Leurs résultats montrent notamment que la répétition inhabituelle de plusieurs évènements de type « La Niña » (intensification des alizés) dans le Pacifique au début du XVIIe siècle a pu provoquer une baisse de près de 30 % des précipitations et une augmentation de l’évapotranspiration sur l’île de Pâques. Ces anomalies, favorables à la sécheresse, ont probablement eu un impact sur la végétation de l’île dans son ensemble (Delcroix et al., 2018). Ce constat trouve un écho particulièrement frappant dans des archives lacustres analysées au cœur d’une carotte sédimentaire recueillie par une autre équipe en 2017, dont l’expédition a fait l’objet d’un précédent article dans notre revue (RevaTahiti n° 78, 2018). Le contenu de ces sédiments a révélé une érosion particulièrement importante des sols au tout début du XVIIe siècle, synchrone avec la disparition de la forêt environnante. Ces résultats suggèrent une période spécialement aride entre les années 1600 et 1640.

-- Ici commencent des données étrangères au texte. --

PR #311039, opened 2024-05-12
nixos/smokeping: use nginx instead of thttpd

### LINKED ISSUE #265953: Smokeping doesn't (re)start thttpd.service when it should
### Describe the bug
When `smokeping.service` gets stopped and started (such as by `nixos-rebuild switch`) and you have `services.smokeping.webService` enabled, then `thttpd` should (re)start. But it doesn't.

Note, when I do `systemctl restart smokeping.service` then both services do properly restart.

### Steps To Reproduce
1. Enable smokeping
2. Make sure `services.smokeping.webService` is enabled (which is the default)
3. Try to do things like adding targets, via `nixos-rebuild switch`
  3a. Notice `stopping the following units: smokeping.service` which also (silently) stops `thttpd.service`
  3b. Notice `starting the following units: smokeping.service` which doesn't start `thttpd.service`
  3c. Confusingly stare at non-responsive webpage while the service seems running fine, until you realiset that there's a separate webserver service involved.

### Expected behavior
`thttpd.service` should either not stop when not required to stop, or (re)start when required to be running.

### Additional context
I see two possible solutions:
1. remove "requires smokeping" from the thttpd service
2. add "requires thttpd" to the smokeping service

### Notify maintainers

@erictapen @nh2 

### Metadata

```console
peter@niks ~> nix-shell -p nix-info --run "nix-info -m"
 - system: `"x86_64-linux"`
 - host os: `Linux 6.1.60, NixOS, 23.05 (Stoat), 23.05.4726.aeefe2054617`
 - multi-user?: `yes`
 - sandbox: `yes`
 - version: `nix-env (Nix) 2.13.6`
 - channels(root): `"nixos-23.05-small"`
 - channels(peter): `""`

```

DavHau:
Motivation:
fixes #265953

Changes:
- deprecate `services.smokeping.port` in favor of the niginx native option
- mention in release notes

## Description of changes

cc @nh2 

## Things done

- Built on platform(s)
  - [x] x86_64-linux
  - [ ] aarch64-linux
  - [ ] x86_64-darwin
  - [ ] aarch64-darwin
  - [ ] `sandbox = relaxed`
  - [ ] `sandbox = true`
- [x] Tested, as applicable:

---

### DIFF
--- a/nixos/doc/manual/release-notes/rl-2405.section.md
+++ b/nixos/doc/manual/release-notes/rl-2405.section.md
@@ -399,6 +399,10 @@ The pre-existing [services.ankisyncd](#opt-services.ankisyncd.enable) has been m
 
 - `halloy` package was updated past 2024.5 which introduced a breaking change by switching the config format from YAML to TOML. See https://github.com/squidowl/halloy/releases/tag/2024.5 for details.
 
+- If `services.smokeping.webService` was enabled, smokeping is now served via nginx instead of thttpd. This change brings the following consequences:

Des changements climatiques de grande ampleur sur l’ensemble du Pacifique auraient donc réduit le bilan des précipitations sur l’île. Les arbres, importés par les Polynésiens, déjà en limite géographique et climatique d’adaptation, n’auraient pas pu résister à cette sécheresse. Il n’y a donc plus besoin d’invoquer la folie humaine pour expliquer les modifications drastiques de l’environnement de l’île de Pâques : des changements climatiques seraient suffisants. L’ensemble des résultats présentés lors de cette Xe conférence sur la migration des Polynésiens conduit à de nouvelles conclusions quant à l’histoire de l’île de Pâques.
Cette île, que l’on croyait à la limite est du triangle polynésien, s’avère avoir eu un rôle central dans les échanges, la véritable limite géographique des voyages étant la côte sud-américaine. Les échanges économiques et commerciaux n’ont jamais réellement cessé comme en attestent les études génétiques qui ont permis de préciser l’origine de denrées primordiales et d’apporter des précisions sur les relations avec les populations amérindiennes. Enfin, l’hypothèse de l’effondrement écosuicidaire de la civilisation pascuane, qui règne encore parfois dans l’inconscient collectif, a été ici balayée. C’est désormais la résilience du peuple Rapa Nui qui doit être étudiée. Les Polynésiens ont en effet réussi à vivre dans un environnement isolé et difficile, et à faire face à des bouleversements majeurs de leur environnement. La culture polynésienne a survécu et ne cesse de se renouveler chaque jour.